(DATASET RECORDS begins)

Issue #2129, opened 2018-04-21
Feature request: Create a new file from Ctrl+P menu


Kxze:
The Ctrlp extension allows you to type the path of a file and press Ctrl+Y to create it if it doesn't exist. This is a super handy feature, as it lets the user create new files without taking their hands off the keyboard.

tarciozemel:
Check #1839 which was merged some days ago. It's more "vim style".

tarciozemel:
Check #1839 which was merged some days ago. It's more "vim style".

Akin909:
@Kxze I'm currently working on increased explorer functionality as @tarciozemel pointed out with #1839 and also in #2115 the next PR i'll be adding will be using probably `e` binding to add a new file in the explorer, the idea being you move to the selected folder where you want the file using `h,j,k,l` then hit `e` to get an input where you'd type in the file name to create a new file (and have this be undoable with `u`)

badosu:
@Akin909 I have a suggestion, when cursor over a file in a particular folder `o`, opens the dialog to create a new file as well, has the same semantic idea of a new line on vim.

Akin909:
@badosu #2130 adds the ability to press `<c-e>` (`e` seemed too easy to hit by accident, but can easily be rebound) over a file or folder and if a folder is selected the the new file or folder is created within it so I think if i'm understanding it right it should already do what you suggesting? (although the binding is different)

keforbes:
Is there anything pending with this issue?  A lot of ideas were thrown around but all the referenced pull requests have been merged in so this issue feels "done" to me.

keforbes:
I'm just going to close this issue and see if anyone complains. :stuck_out_tongue:

dkns:
What was merged and referenced was sidebar explorer code. If I understand OP correctly he wants to be able to press `<Ctrl+Shift+P>`, type something like "New file" and be able to create new file that way. I think it's quite different from sidebar explorer functionality.

badosu:
Yes, the question is whether this functionality is necessary given the
explorer functionality.

Em Sex, 25 de mai de 2018 16:36, Daniel Kosiński <notifications@github.com>
escreveu:

keforbes:
For what it's worth, @Akin909 described his alternative solution using the explorer and the OP responded with `hooray` emoji so I assumed it was an acceptable alternative.  I guess there's just a question of whether we want to implement a feature as originally described or if we just want to make an OP happy. :slightly_smiling_face:

[...]

PR #2130, opened 2018-04-21
Feature/add new file in explorer

Akin909:
This PR adds the ability to create a new file or folder in the explorer, these are bound to `<c-e>` and `<c-f>` by default both actions are also undoable by pressing `u`, duplicates result in an error notification. Relates #1839 based off of #2115 (should be merged after 2115)

new

### Todo:
- [x] Add Tests


tarciozemel:
@Kxze #2129

Kxze:
This is awesome! Thanks for implementing my request :)

bryphe:
Very cool, @Akin909 ! Can't wait to start using this in my workflow! You've done an amazing job making the explorer useful 💯 

I noticed one minor quirk that was a bit confusing for me at first:
add file

When I'm highlighted on an item, and I press `<C-e>` or `<C-f>`, it shows the insertion UX _before_ the item - that made me think it might put the file in the wrong place. In the example above, I pressed `<c-f>` on `test-rename2`.  

I would've expected the insertion UX is shown _after_ the item - that way, it feels like it will be inserted into `test-rename2`.

It might be even more apparent on the root (which is super cool that it works and I can insert a file/folder there!): 
image

But I would expect that it would show the 'insert' UX _after_ the root, instead of before.

Akin909:
@bryphe I've tweaked the insertion UX to show after the selected item (it was a completely arbitrary decision on my part in the first place and easily fixed 😄)

bryphe:
Sweet, looks great @Akin909 ! 😀 Glad it was a straightforward change, the behavior is much more intuitive to me 👍

bryphe:
@Jimeno0 , you're in luck! These actually made it into our 0.3.4 release: https://github.com/onivim/oni/releases/tag/v0.3.4 😉 Would ❤️ feedback.

Of course, you can always build from the latest `master` to pick up the newest stuff - instructions here: https://github.com/onivim/oni/wiki/Development

We also have the latest `master` binaries available for download (for backers) here: https://www.onivim.io/Insiders

Jimeno0:
Wohaaaa I thought that I was using the 0.3.4 but it turns I wasnt! 😃

(If you go to the [installation guide](https://github.com/onivim/oni/wiki/Installation-Guide#mac) and then search for the download Oni for mac it downloads the 0.3.2)

Im currently using Oni at work so I will try the latest master version and give you all my feedback :)

About the explorer commands I can just say... this is f**ing amazing!😍

Some little thing that disrupts me are that if you delete a file the cursor goes to the top of the explorer and when I try to delete several files I ended deleting files that I didnt want to (its just a mather of time to get use to it but I found it interensting to let you know)

Also whit the new feaure I no longer can use <C-d> to go down for a few lines  (as I use to do in vim), it deletes the cursor file.

Those are just minor stuff, I hope that feedback helps. And again these new features are insane guys! Thanks for such an amazing editor 😍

(DATASET RECORDS ends)

TRY IT.
How many of the lines above hold the word "amazing"? State that number and nothing else.

YOUR SOLUTION.
3